Copy out every line holding the string "verbatim" from the records below.

» EXTRACTED MATERIAL:
══════════
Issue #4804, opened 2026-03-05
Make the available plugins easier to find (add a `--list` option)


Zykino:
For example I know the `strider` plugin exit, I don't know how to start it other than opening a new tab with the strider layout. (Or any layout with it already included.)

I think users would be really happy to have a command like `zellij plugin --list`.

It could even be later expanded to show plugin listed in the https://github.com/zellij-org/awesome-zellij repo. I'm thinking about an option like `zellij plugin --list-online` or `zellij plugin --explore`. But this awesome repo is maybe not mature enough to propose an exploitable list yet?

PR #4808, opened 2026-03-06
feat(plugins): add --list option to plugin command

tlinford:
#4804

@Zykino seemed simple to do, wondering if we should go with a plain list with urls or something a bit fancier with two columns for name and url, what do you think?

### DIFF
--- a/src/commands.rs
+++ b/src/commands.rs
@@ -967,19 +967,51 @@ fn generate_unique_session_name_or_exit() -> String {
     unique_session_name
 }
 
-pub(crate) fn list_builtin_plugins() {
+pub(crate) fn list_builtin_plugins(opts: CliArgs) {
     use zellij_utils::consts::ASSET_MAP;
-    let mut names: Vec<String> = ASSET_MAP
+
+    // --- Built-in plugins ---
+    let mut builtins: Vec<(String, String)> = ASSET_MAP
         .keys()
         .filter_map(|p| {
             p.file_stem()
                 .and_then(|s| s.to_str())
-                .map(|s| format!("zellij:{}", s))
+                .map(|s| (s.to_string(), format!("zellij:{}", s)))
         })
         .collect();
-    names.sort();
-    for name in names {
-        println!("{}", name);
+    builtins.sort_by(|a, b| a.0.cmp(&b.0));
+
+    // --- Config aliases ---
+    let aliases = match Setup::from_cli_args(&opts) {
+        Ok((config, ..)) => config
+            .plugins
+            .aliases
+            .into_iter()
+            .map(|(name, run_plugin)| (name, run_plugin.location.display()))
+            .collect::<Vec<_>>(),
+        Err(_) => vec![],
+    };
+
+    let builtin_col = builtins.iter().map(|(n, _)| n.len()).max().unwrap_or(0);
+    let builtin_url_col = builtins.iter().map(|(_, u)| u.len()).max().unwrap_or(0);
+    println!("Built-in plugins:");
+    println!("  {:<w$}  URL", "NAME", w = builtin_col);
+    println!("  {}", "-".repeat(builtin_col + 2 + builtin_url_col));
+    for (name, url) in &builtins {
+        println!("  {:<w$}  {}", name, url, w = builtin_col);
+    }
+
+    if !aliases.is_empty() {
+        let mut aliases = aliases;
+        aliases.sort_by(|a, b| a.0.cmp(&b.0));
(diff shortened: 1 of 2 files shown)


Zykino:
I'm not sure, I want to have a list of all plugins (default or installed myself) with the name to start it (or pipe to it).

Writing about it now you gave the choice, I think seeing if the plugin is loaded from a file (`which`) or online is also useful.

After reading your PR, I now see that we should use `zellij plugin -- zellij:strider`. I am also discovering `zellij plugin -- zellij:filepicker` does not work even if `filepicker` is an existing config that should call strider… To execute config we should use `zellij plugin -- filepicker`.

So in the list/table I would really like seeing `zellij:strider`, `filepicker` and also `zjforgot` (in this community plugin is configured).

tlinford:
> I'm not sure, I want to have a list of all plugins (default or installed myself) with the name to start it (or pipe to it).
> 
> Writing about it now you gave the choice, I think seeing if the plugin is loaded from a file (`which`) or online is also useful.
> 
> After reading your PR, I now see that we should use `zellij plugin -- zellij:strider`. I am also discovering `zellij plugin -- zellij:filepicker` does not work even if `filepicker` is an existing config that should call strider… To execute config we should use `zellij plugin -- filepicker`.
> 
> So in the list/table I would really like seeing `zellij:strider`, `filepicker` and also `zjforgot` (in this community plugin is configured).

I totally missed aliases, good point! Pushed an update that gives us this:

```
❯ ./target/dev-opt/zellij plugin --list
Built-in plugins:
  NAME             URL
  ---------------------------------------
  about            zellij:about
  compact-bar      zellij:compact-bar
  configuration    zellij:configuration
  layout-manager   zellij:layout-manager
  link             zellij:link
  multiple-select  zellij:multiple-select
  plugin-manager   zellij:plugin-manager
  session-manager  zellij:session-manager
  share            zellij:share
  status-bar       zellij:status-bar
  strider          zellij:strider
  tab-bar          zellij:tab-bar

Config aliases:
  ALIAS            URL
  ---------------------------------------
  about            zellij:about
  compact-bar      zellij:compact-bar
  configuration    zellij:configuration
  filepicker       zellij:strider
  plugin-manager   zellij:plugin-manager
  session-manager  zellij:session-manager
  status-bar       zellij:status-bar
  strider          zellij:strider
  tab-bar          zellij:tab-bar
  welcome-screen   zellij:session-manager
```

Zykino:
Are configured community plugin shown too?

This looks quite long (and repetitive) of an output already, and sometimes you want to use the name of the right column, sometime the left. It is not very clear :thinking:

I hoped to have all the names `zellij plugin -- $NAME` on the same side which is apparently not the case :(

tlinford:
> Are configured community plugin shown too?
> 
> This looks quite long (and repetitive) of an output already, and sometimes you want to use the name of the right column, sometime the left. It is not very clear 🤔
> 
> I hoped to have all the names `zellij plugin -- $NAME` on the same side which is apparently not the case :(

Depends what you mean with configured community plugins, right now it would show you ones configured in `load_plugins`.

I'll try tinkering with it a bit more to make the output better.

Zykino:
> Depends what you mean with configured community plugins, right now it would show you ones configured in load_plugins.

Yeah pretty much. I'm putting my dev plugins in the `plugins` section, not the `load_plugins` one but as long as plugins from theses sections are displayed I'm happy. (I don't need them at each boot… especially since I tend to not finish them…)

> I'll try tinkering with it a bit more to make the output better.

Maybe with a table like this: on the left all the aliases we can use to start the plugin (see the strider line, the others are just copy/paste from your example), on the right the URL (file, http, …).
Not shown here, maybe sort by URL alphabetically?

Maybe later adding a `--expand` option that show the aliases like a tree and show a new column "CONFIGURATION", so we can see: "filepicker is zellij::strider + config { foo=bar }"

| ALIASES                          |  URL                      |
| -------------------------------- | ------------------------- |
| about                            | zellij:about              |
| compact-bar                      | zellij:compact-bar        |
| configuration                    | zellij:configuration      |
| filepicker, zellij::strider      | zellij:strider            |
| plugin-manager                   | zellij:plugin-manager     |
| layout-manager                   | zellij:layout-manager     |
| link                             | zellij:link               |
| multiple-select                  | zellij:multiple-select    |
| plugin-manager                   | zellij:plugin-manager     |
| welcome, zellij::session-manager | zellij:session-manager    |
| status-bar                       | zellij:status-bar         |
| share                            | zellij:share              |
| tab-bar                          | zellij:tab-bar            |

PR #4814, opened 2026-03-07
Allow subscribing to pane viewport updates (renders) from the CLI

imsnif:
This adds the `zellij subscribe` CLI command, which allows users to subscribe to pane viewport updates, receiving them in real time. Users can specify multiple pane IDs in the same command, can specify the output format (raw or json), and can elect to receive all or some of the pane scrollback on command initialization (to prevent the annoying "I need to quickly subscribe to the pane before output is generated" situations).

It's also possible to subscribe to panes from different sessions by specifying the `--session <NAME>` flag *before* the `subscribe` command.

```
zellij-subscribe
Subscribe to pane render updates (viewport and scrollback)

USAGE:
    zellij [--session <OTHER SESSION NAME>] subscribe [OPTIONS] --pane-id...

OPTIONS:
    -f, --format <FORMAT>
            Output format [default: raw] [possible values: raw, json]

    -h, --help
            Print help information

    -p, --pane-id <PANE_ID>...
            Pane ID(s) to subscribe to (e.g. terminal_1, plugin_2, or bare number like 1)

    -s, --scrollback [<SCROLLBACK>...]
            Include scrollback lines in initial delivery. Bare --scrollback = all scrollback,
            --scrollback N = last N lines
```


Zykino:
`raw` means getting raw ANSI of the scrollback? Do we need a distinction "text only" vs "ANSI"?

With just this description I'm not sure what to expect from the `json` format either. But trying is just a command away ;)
══════════
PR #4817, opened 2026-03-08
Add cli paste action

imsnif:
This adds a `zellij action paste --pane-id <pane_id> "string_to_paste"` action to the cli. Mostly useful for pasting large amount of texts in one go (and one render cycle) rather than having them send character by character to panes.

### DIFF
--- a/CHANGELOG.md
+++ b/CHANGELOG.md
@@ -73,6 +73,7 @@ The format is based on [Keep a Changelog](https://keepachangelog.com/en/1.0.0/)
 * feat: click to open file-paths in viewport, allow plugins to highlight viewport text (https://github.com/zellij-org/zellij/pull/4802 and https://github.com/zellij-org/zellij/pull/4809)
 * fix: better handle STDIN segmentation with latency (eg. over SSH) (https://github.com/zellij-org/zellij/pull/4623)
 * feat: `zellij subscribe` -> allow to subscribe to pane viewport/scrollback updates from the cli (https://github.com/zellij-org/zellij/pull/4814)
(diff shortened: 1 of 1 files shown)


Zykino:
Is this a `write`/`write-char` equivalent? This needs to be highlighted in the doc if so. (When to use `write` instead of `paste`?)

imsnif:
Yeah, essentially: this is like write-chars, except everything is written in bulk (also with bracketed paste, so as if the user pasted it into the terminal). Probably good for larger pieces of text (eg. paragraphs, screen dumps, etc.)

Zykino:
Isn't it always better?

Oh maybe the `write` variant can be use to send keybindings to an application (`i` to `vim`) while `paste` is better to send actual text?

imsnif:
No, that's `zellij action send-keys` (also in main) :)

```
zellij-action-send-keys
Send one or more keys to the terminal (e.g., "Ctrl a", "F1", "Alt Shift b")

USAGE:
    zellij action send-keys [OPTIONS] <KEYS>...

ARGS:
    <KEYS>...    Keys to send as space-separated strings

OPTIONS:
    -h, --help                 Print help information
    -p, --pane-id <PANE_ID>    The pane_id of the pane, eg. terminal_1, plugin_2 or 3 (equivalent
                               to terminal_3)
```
══════════
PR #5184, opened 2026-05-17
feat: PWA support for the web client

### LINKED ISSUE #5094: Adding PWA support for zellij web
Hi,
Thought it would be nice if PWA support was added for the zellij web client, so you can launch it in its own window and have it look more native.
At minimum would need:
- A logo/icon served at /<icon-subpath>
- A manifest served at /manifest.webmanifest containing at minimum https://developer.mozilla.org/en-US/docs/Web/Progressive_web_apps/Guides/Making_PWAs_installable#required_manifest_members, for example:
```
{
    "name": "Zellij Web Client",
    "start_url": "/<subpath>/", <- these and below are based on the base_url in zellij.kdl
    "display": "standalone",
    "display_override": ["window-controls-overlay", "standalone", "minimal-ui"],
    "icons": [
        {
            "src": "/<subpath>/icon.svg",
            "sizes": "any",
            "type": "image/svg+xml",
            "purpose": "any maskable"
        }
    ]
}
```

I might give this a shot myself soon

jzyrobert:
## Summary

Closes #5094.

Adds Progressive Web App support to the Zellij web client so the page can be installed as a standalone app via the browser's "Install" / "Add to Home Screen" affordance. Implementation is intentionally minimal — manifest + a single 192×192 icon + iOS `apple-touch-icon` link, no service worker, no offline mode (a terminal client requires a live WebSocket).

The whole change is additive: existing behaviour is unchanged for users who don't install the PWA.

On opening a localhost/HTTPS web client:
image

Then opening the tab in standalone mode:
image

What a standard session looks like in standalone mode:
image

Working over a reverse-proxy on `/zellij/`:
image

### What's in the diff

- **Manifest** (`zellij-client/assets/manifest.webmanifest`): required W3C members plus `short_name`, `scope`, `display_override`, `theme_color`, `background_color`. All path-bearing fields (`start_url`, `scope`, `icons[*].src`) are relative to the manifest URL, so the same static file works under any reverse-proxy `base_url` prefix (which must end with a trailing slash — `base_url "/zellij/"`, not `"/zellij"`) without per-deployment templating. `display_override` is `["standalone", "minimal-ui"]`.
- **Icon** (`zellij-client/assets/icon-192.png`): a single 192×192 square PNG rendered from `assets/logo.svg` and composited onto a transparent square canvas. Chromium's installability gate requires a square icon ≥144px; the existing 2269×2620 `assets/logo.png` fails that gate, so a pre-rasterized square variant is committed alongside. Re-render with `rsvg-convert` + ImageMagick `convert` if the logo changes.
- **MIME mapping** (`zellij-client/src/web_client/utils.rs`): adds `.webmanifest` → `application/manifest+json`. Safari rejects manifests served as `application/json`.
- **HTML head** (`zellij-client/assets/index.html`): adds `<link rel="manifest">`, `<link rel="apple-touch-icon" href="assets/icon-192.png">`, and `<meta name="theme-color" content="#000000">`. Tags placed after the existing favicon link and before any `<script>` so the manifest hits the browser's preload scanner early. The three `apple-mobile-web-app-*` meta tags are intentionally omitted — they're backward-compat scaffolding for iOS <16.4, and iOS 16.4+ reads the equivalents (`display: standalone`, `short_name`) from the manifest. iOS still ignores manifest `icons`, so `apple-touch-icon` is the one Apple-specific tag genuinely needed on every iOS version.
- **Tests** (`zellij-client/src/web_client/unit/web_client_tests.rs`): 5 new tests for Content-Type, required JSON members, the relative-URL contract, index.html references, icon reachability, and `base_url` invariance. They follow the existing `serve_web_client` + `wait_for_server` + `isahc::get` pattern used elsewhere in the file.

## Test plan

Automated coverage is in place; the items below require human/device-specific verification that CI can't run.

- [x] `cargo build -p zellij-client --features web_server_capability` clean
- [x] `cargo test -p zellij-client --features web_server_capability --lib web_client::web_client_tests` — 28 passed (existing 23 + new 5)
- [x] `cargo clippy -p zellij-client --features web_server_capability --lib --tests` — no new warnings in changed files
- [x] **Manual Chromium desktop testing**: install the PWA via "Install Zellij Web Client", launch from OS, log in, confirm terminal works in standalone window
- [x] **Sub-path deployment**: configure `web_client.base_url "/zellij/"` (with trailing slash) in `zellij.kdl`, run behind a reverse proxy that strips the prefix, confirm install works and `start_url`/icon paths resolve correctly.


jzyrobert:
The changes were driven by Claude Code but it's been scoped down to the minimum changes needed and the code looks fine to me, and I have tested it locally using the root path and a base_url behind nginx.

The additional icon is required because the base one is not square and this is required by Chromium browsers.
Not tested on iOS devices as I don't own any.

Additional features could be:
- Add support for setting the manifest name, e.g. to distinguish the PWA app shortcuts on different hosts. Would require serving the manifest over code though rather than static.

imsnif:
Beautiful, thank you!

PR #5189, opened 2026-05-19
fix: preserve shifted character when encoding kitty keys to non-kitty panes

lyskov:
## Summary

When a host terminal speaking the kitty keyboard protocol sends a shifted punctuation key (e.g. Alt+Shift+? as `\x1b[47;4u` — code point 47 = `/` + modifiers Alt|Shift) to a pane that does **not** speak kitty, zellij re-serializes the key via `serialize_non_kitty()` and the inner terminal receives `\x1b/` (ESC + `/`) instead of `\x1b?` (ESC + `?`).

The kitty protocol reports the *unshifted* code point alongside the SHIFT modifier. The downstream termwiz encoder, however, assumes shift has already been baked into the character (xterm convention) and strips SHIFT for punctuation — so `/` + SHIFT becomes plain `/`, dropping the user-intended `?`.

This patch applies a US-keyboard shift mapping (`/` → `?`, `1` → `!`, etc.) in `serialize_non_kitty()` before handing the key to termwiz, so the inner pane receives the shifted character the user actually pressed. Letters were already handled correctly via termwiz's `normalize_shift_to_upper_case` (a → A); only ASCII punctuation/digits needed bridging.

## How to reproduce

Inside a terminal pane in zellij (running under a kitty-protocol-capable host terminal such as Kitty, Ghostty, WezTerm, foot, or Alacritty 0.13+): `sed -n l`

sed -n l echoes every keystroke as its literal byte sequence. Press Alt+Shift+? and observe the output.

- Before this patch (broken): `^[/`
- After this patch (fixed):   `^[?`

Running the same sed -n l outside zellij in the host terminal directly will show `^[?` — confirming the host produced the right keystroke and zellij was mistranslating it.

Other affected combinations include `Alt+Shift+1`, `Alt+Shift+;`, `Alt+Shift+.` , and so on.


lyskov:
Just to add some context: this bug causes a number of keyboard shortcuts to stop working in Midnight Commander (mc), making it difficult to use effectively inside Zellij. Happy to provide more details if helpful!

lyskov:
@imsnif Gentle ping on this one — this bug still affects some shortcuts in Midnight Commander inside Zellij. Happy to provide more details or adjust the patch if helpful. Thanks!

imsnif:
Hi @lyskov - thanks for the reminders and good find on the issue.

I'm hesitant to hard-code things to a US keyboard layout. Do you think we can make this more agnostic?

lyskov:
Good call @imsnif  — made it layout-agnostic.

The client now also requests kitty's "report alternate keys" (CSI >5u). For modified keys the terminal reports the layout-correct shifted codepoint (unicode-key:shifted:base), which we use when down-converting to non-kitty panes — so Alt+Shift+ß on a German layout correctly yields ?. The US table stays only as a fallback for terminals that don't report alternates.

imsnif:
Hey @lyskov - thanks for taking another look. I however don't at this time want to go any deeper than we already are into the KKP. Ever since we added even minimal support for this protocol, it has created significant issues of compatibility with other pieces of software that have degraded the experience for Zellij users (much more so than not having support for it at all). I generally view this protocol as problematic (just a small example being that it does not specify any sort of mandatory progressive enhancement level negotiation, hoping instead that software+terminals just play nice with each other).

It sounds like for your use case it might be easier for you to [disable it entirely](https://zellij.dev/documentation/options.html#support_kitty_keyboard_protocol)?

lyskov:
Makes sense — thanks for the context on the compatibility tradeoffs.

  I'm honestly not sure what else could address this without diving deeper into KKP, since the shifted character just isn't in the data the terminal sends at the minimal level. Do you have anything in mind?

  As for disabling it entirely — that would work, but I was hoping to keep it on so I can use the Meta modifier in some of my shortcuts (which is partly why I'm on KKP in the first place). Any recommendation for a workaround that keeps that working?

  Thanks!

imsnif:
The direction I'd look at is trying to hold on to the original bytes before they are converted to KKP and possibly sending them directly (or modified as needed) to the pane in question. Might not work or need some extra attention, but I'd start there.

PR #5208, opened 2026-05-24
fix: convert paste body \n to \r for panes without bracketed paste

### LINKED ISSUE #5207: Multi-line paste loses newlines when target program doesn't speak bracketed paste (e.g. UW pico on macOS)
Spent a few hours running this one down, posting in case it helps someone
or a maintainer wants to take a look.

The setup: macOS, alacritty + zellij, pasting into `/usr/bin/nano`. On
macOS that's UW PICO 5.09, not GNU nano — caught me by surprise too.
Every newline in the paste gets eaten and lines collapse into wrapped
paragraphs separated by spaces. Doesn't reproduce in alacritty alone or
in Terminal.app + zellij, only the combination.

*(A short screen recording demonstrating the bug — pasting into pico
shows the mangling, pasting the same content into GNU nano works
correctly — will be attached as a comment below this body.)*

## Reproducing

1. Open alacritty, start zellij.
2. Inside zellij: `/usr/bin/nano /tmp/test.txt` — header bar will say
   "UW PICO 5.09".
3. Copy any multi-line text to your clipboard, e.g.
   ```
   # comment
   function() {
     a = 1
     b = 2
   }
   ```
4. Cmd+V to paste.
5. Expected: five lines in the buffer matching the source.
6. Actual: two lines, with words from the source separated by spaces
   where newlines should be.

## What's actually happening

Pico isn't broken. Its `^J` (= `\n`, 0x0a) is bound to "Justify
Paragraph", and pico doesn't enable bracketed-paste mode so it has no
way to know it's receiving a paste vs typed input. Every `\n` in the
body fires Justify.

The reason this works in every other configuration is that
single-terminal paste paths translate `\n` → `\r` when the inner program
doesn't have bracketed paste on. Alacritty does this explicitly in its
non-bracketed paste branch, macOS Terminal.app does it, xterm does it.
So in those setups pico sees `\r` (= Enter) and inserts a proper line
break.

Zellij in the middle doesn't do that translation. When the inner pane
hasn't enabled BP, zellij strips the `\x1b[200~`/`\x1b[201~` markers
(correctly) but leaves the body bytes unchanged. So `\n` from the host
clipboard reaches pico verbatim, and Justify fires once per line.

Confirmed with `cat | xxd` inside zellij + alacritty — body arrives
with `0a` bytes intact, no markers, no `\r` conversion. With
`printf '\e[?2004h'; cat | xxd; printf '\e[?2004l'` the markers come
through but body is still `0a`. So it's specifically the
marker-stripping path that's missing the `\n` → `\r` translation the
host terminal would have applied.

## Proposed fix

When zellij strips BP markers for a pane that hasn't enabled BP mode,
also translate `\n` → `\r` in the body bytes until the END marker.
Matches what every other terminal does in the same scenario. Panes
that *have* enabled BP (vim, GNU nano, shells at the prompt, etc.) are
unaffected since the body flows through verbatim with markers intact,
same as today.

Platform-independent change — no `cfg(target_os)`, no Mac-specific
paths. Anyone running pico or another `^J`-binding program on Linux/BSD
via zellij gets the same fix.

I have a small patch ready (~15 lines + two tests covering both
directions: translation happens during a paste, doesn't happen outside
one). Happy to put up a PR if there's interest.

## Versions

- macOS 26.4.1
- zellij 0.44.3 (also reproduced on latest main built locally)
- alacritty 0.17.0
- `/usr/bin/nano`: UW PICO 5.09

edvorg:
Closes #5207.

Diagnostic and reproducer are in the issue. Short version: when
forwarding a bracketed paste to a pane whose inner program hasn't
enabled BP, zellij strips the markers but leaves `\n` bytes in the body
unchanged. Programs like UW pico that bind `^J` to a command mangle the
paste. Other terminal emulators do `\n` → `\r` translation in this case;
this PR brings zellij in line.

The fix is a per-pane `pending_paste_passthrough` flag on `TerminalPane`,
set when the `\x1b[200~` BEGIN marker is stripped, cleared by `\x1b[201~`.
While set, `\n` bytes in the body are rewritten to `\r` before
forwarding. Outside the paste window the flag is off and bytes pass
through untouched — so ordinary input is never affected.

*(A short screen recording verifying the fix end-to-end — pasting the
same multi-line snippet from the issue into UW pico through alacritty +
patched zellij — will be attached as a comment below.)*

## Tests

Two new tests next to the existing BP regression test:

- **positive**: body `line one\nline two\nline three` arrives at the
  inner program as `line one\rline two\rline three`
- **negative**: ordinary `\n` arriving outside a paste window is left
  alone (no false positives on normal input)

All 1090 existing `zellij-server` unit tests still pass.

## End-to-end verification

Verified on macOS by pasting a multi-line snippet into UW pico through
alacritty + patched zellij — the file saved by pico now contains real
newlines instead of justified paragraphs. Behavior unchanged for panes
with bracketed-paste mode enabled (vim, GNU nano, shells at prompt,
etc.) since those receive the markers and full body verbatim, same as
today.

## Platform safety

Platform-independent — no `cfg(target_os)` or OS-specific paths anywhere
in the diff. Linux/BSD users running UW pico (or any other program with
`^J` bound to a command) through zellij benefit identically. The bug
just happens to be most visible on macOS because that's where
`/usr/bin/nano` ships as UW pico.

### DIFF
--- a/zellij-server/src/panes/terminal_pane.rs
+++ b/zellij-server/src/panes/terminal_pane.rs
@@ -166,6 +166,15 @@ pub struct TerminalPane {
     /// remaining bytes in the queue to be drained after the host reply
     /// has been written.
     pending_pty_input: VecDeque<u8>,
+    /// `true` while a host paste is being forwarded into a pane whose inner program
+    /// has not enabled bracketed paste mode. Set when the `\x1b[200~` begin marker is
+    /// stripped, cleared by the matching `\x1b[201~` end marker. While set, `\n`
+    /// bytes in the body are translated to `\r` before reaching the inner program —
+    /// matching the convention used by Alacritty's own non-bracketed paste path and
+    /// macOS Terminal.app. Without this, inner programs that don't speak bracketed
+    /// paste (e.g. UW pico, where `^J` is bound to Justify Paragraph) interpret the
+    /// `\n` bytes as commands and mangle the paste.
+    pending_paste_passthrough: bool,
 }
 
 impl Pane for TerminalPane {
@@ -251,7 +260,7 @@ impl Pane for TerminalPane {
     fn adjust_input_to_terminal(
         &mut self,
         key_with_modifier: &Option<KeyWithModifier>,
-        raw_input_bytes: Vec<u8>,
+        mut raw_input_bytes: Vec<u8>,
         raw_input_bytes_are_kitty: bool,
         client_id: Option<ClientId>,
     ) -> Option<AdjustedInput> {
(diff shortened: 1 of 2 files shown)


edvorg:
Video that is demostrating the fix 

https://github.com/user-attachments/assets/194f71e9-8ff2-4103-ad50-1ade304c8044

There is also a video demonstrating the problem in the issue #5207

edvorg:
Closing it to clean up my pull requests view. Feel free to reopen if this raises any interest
══════════
» EXERCISE OUTPUT:
clipboard reaches pico verbatim, and Justify fires once per line.
unaffected since the body flows through verbatim with markers intact,
etc.) since those receive the markers and full body verbatim, same as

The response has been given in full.